▶ WHAT THE EXERCISE ASKS: When the line containing "Continuing work of" appears in the data below, begin copying there and stop only after the line containing "- [ ] I've updated docs if needed".

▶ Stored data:

============

Issue #1104, opened 2018-12-12
BUG: Unwanted error with usage of schema dependencies oneOf


pieplu:
### Prerequisites

- [X] I have read the [documentation](https://github.com/mozilla-services/react-jsonschema-form/blob/master/README.md#readme);
- [x] In the case of a bug report, I understand that providing a [SSCCE](http://sscce.org/) example is tremendously useful to the maintainers.

### Description

![image](https://user-images.githubusercontent.com/3260285/49846160-e47bae80-fd97-11e8-94c1-09b9179aaf44.png)

In some case, a false error appears. (When a schema use dependencies, oneOf, and a "format" on type number)

After testing and read the code, it's looks like the ajv object used for the validation, still have errors on the "ajv.errors" properties.

The function `validateFormData` is used to validate the form AND to [retrieve Schema](https://github.com/mozilla-services/react-jsonschema-form/blob/master/src/utils.js#L584).

With a schema who have dependencies, `retieveSchema` is called many time for small piece of the schema, and get error each time formData don't fit with oneOf schema dependencies.

It's looks like, when the schema contain a number with a format (and maybe other case), the ajv object don't clean up the last errors.

Because of that, we have a error schema with a persisting false error, at the root.

### Steps to Reproduce

1. Go on https://codesandbox.io/s/o1jp047xmz
2. Change **typeRequisition** value to "*TONNAGE*"
3. Submit

An error should be visible on the top Panel (but not on the field)

#### Expected behavior

No error

#### Actual behavior

False and not conform error (in more, at the root of the errorSchema...)

### Version

1.0.6 (same on 1.0.3)

### Fix

A PR with fix will follow, a simple fix look's like to set ajv.errors to null each time before validate

PR #1105, opened 2018-12-12
Fix: #1104 Clear ajv errors before each validate

pieplu:

Resolve issue #1104

### Checklist

### DIFF
--- a/src/validate.js
+++ b/src/validate.js
@@ -155,7 +155,7 @@ export default function validateFormData(
   transformErrors
 ) {
   try {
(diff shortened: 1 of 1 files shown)


glasserc:
Yikes. Thanks for the bug report and the fix. Sorry for taking so long to get to this. The fact that `ajv.errors` is how state gets reported is unfortunate. Fortunately, nobody else should have access to our `ajv` instance, so I think clearing it after we get the errors out will be sufficient. I'm going to merge this and clean it up a little bit myself.

PR #940, opened 2018-06-01
[WIP]feat: supporting anyof

picodoth:
### Reasons for making this change

Supporting anyof type including refs
demo

Continuing work of supporting https://github.com/mozilla-services/react-jsonschema-form/issues/52 based on https://github.com/mozilla-services/react-jsonschema-form/pull/417

TODO items

- [ ] adding test

### Checklist

* [ ] **I'm updating documentation**
  - [ ] I've checked the rendering of the Markdown text I've added
  - [ ] If I'm adding a new section, I've updated the Table of Content
* [x] **I'm adding or updating code**
  - [ ] I've added and/or updated tests
  - [ ] I've updated docs if needed
  - [ ] I've run `npm run cs-format` on my branch to conform my code to [prettier](https://github.com/prettier/prettier) coding style
* [x] **I'm adding a new feature**
  - [x] I've updated the playground with an example use of the feature

PR #1118, opened 2019-01-03
Add preliminary support for the anyOf keyword

LucianBuzzo:
This change introduces support for the `anyOf` keyword. Other PRs that add support for `anyOf`/`oneOf` exist, but are stale and/or incomplete ( #302, #417, #940 ).
The keyword is NOT supported in arrays (using the `items` keyword).
Options provided in the `anyOf` keyword are rendered using a new component called `AnyOfField`, this can be overridden with a custom field using the `fields` property.

I'd like to follow-up on this PR with work to add support for `anyOf` in arrays and `oneOf`. I decided against submitting that work in this PR to help keep reviews and discussion manageable.

anyof-form

### Checklist


LucianBuzzo:
Note that the unit tests are failing due to the New year rollover, which I've fixed/band-aided in a separate PR here https://github.com/mozilla-services/react-jsonschema-form/pull/1119

cyplo:
This looks good to me as a change and would be extremely useful if merged. Thanks ! :)

LucianBuzzo:
@edi9999 Could you review this PR please?

test/anyOf_test.js
```diff
@@ -0,0 +1,272 @@
...
+      properties: {
+        foo: { type: "string" },
+      },
+    };
+
+    const { node } = createFormComponent({
+      schema,
+    });
+
+    expect(node.querySelectorAll("select#root_anyof_select")).to.have.length.of(
```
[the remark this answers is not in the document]
LucianBuzzo: Good point, I'll remove the ID selectors

test/anyOf_test.js
```diff
@@ -0,0 +1,272 @@
...
+      1
+    );
+  });
+
+  it("should render a select element if the anyOf keyword is present", () => {
```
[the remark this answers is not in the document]
LucianBuzzo: This is a typo, the whole test block is duplicated by mistake

LucianBuzzo:
@edi9999 I've addressed your review comments

src/components/fields/AnyOfField.js
```diff
@@ -0,0 +1,147 @@
...
+              return (
+                <option key={index} value={index}>
+                  {option.title || `Option ${index + 1}`}
+                </option>
+              );
+            })}
+          </select>
+        </div>
+
+        {options.map((option, index) => {
```
glasserc: Using `map` here is a little unusual, no? Why not something like `let option = selectedOption && options[selectedOption]`?

src/components/fields/AnyOfField.js
```diff
@@ -0,0 +1,147 @@
...
+    formData: PropTypes.any,
+    errorSchema: PropTypes.object,
+    registry: PropTypes.shape({
+      widgets: PropTypes.objectOf(
+        PropTypes.oneOfType([PropTypes.func, PropTypes.object])
+      ).isRequired,
+      fields: PropTypes.objectOf(PropTypes.func).isRequired,
+      definitions: PropTypes.object.isRequired,
+      ArrayFieldTemplate: PropTypes.func,
+      ObjectFieldTemplate: PropTypes.func,
```
glasserc: Why do we need `ArrayFieldTemplate` or `ObjectFieldTemplate`?

src/components/fields/SchemaField.js
```diff
@@ -296,7 +304,35 @@ function SchemaFieldRender(props) {
...
+  return (
+    <FieldTemplate {...fieldProps}>
+      {field}
+
+      {/*
+        If the schema `anyOf` can be rendered as a select control, don't
+        render the `anyOf` selection and let `StringField` component handle
+        rendering
+      */}
+      {schema.anyOf && !isSelect(schema) && (
```
glasserc: I think this logic should move to `getFieldComponent`.

src/components/fields/AnyOfField.js
```diff
@@ -0,0 +1,147 @@
+import React, { Component } from "react";
+import PropTypes from "prop-types";
+import { guessType } from "../../utils";
+
+class AnyOfField extends Component {
+  constructor(props) {
+    super(props);
+
+    this.state = {
+      selectedOption: 0,
```
glasserc: It just occurred to me that this might not be safe if you are rendering a form from existing data. Should this try to guess the index based on the formData/anyOf schemas?

src/components/fields/AnyOfField.js
LucianBuzzo: Although, looking at this code further, is this not just describing the shape of the registry object?

src/components/fields/AnyOfField.js
LucianBuzzo: Yeah I think thats sensible behaviour, I'll add some tests for it as well

src/components/fields/SchemaField.js
LucianBuzzo: Could you elaborate on this? Should `getFieldComponent` return the `AnyOfField` component?

src/components/fields/AnyOfField.js
glasserc: To be honest, I'm not a React expert so I'm not really sure myself. It feels silly for us to have to redescribe the registry object's shape in every single component. If you want to leave it as-is for now and file a bug to clean it up later, that's fine.

src/components/fields/SchemaField.js
glasserc: Hmm. I see your concern -- the `AnyOfField` as it is right now isn't really the field, but rather something that is used alongside a field. I guess this is workable but it seems bad to me because it splits the logic about what components are used and when. Is it maybe possible to make `AnyOfField` a wrapper around another field (i.e. renders itself and then renders `props.children`)? Then we could have `getFieldComponent` return the `AnyOfField` component.

README.md
```diff
@@ -1803,7 +1803,12 @@ This component follows [JSON Schema](http://json-schema.org/documentation.html)
 * `additionalItems` keyword for arrays
     This keyword works when `items` is an array. `additionalItems: true` is not supported because there's no widget to represent an item of any type. In this case it will be treated as no additional items allowed. `additionalItems` being a valid schema is supported.
 * `anyOf`, `allOf`, and `oneOf`, or multiple `types` (i.e. `"type": ["string", "array"]`
-    Nobody yet has come up with a PR that adds this feature with a simple and easy-to-understand UX.
+    The `anyOf` keyword is supported but has the following caveats:
+    - The `anyOf` keyword is not supported when used inside the `items` keyword
+      for arrays.
+    - Properties declared inside the `anyOf` should not overlap with properties
+      "outside" of the `anyOf`.
```
glasserc: We can also update the FAQ entry about how no one has ever come up with a decent PR for `anyOf`.

src/components/fields/AnyOfField.js
LucianBuzzo: @glasserc I think we can use `PropTypes.shape()` to create a re-usable definition for the registry

src/components/fields/SchemaField.js
LucianBuzzo: I don't know if that would work either, as `AnyOfField` could render multiple different field components. In `AnyOfField`, rendering is delegated back to `SchemaField` which in turn calls `getFieldComponent`, so `getFieldComponent` still ultimately controls how a schema entry is rendered.
I could put the `AnyOfField` inside `getFieldComponent`, but we then have a situation where we have to add more wrapper markup (because of supporting react 15 we don't have access to `React.Fragment`) to contain the two elements and all of the properties for the `AnyOfField` component need to be passed to `getFieldComponent` so that the `AnyOfField` can be rendered correctly. This seems like a lot of additional complexity for little benefit.

glasserc: OK, you've convinced me. Thanks for thinking this through.

glasserc:
Fantastic, thanks. I'll cut 1.2.0 in a few minutes.

strahius:
Is this missing from the playground?

LucianBuzzo:
@strahius I think the playground hasn't been updated, you can see it in action if you run the playground from source.

strahius:
You are right, it just hasn't been deployed yet probably. Thanks a lot, good job!

PR #2424, opened 2021-06-08
Replace shortid with nanoid

### LINKED ISSUE #2407: Remove dependency to deprecated `shortid`
### Prerequisites

### Description

There are dependencies to `shortid`, which is deprecated according to their [author](https://github.com/dylang/shortid#shortid-is-deprecated-because-the-architecture-is-unsafe-we-instead-recommend-nano-id-which-has-the-advantage-of-also-being-significantly-faster-than-shortid):

> shortid is deprecated, because the architecture is unsafe. we instead recommend Nano ID, which has the advantage of also being significantly faster than shortid

`shortid` also has dependecy to an old version of `nanoid`, which is incompatible with newer versions of `nanoid`. This causes issues when using Webpack 5 (which depends on a recent version of `nanoid`).

Replacing the few usages of `shortid` with `nanoid` should be quite straightforward, but there are possibly better ways to resolve this.

### Version

2.5.1

damianfrizzi:

Fixes #2407.
Remove dependencies to deprecated shortid and replace it with nanoid.
I have run `lerna clean` and then `learn bootstrap`. 

### Checklist


packages/semantic-ui/package.json
```diff
@@ -68,6 +67,7 @@
     "mini-css-extract-plugin": "^0.4.3",
     "mocha": "^8.3.2",
     "monaco-editor-webpack-plugin": "^1.7.0",
+    "nanoid": "^3.1.23",
```
epicfaace, line 70: nanoid should be added as a dependency, not a devDependency, for all packages.

epicfaace (changes requested):

packages/semantic-ui/package.json
damianfrizzi: Done

packages/playground/package.json
```diff
@@ -54,12 +54,12 @@
     "less": "^3.11.3",
     "less-loader": "^5.0.0",
     "lodash": "^4.17.21",
+    "nanoid": "^3.1.23",
```
epicfaace, line 57: We should be able to remove this dependency (because nanoid is already a dependency pulled in by @rjsf/core, etc.). So we can revert package.json and package-lock.json just for the playground directory.

packages/semantic-ui/package.json
```diff
@@ -115,6 +113,7 @@
   },
   "license": "Apache-2.0",
   "dependencies": {
+    "nanoid": "^3.1.23",
```
epicfaace, line 116: We should keep nanoid as a peerDependency for the semantic-ui package (just like what we had originally for nanoid).

epicfaace (changes requested):

packages/playground/package.json
damianfrizzi: I reverted the package-lock changes and removed the shortid dependency

epicfaace (approved):
Great, thanks!

damianfrizzi:
@epicfaace could you give me some guidance why it's failing here? Running `lerna clean` and `lerna bootstrap` on my local machine gives me a lot of changes to the lock files. I think the lockfile for semantic-ui should be updated but it would contain a lot of unrelated changes. Can you advice me what to do here (as I'm not very familiar with lerna)?

wegry:
@damianfrizzi which version npm are you using?

epicfaace (commented):
Looks like the problem might be fixed by adding nanoid as a dev dependency in semantic-ui -- as the tests are failing since nanoid doesn't seem to be found.

damianfrizzi:
@wegry I'm using 6.14.8
@epicfaace I added it to the dev dependencies now as well. Could you approve the workflow again?

wegry:
I was thinking it might be an older version of npm causing the issue, but that sounds new enough to me. https://github.com/npm/cli/compare/v6.14.8...v6.14.13#diff-06572a96a58dc510037d5efa622f9bec8519bc1beab13c9f251e97e657a9d4ed

epicfaace (approved):

epicfaace:
Thanks @damianfrizzi and @wegry!

damianfrizzi:
@epicfaace thanks for merging! Would you mind creating a minor release for this? We need it in order to upgrade to Webpack 5.

epicfaace:
We'll have a new release soon, it will probably be a major release though.

--
Ashwin Ramaswami

uwolfer:
> We'll have a new release soon, it will probably be a major release though.

@epicfaace Do you expect to have such a release ready in the next days / weeks? You feedback would help us to decide whether we need to depend on a fork (which includes this fix) or we can wait for the official release.

epicfaace:
Just released.

PR #2436, opened 2021-06-25
Update 3.x upgrade guide.md

epicfaace:
Update upgrade guide to encompass changes in https://github.com/rjsf-team/react-jsonschema-form/pull/2360. @bradhugh can you also take a look to ensure this is accurate?


jimmycallin (approved):

bradhugh:
Yes, this is basically right. The normal theme didn't have an id for the help field at all previously but the semantic-ui theme had a bug where the id for the help was the id of the field itself.

epicfaace:
Thanks for the clarification!

Issue #2440, opened 2021-06-27
alt-date select boxes do not change value


paintedbicycle:
What I believe to be an issue with the v3 of rjsf, alt-date module select box values cannot be changed.

[...]

PR #2441, opened 2021-06-27
Add null check to componentDidUpdate

jimmycallin:

Fixes https://github.com/rjsf-team/react-jsonschema-form/issues/2440#issue-930943828

setState was mistakenly called in componentDidUpdate when no value was passed to the prop.

### Checklist

### DIFF
--- a/packages/core/src/components/widgets/AltDateWidget.js
+++ b/packages/core/src/components/widgets/AltDateWidget.js
@@ -65,6 +65,7 @@ class AltDateWidget extends Component {
 
   componentDidUpdate(prevProps, prevState) {
     if (
+      prevProps.value &&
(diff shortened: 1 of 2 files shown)


epicfaace (commented):
Looks good. Could we add a quick test so we can ensure this doesn't regress again?

Also, maybe we should revert the lock files changes in this PR?

jimmycallin:
> Looks good. Could we add a quick test so we can ensure this doesn't regress again?

Good idea

> Also, maybe we should revert the lock files changes in this PR?

I added the lock file changes due to the CI failing without them. I'll try to remove them, see if it fails, and then create a new PR with only the lock file changes.

jimmycallin:
@epicfaace seems like it works now, not sure what happened. : )

epicfaace (approved):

============

▶ RESULT OF THIS TASK:
Continuing work of supporting https://github.com/mozilla-services/react-jsonschema-form/issues/52 based on https://github.com/mozilla-services/react-jsonschema-form/pull/417

TODO items

- [ ] adding test

### Checklist

* [ ] **I'm updating documentation**
  - [ ] I've checked the rendering of the Markdown text I've added
  - [ ] If I'm adding a new section, I've updated the Table of Content
* [x] **I'm adding or updating code**
  - [ ] I've added and/or updated tests
  - [ ] I've updated docs if needed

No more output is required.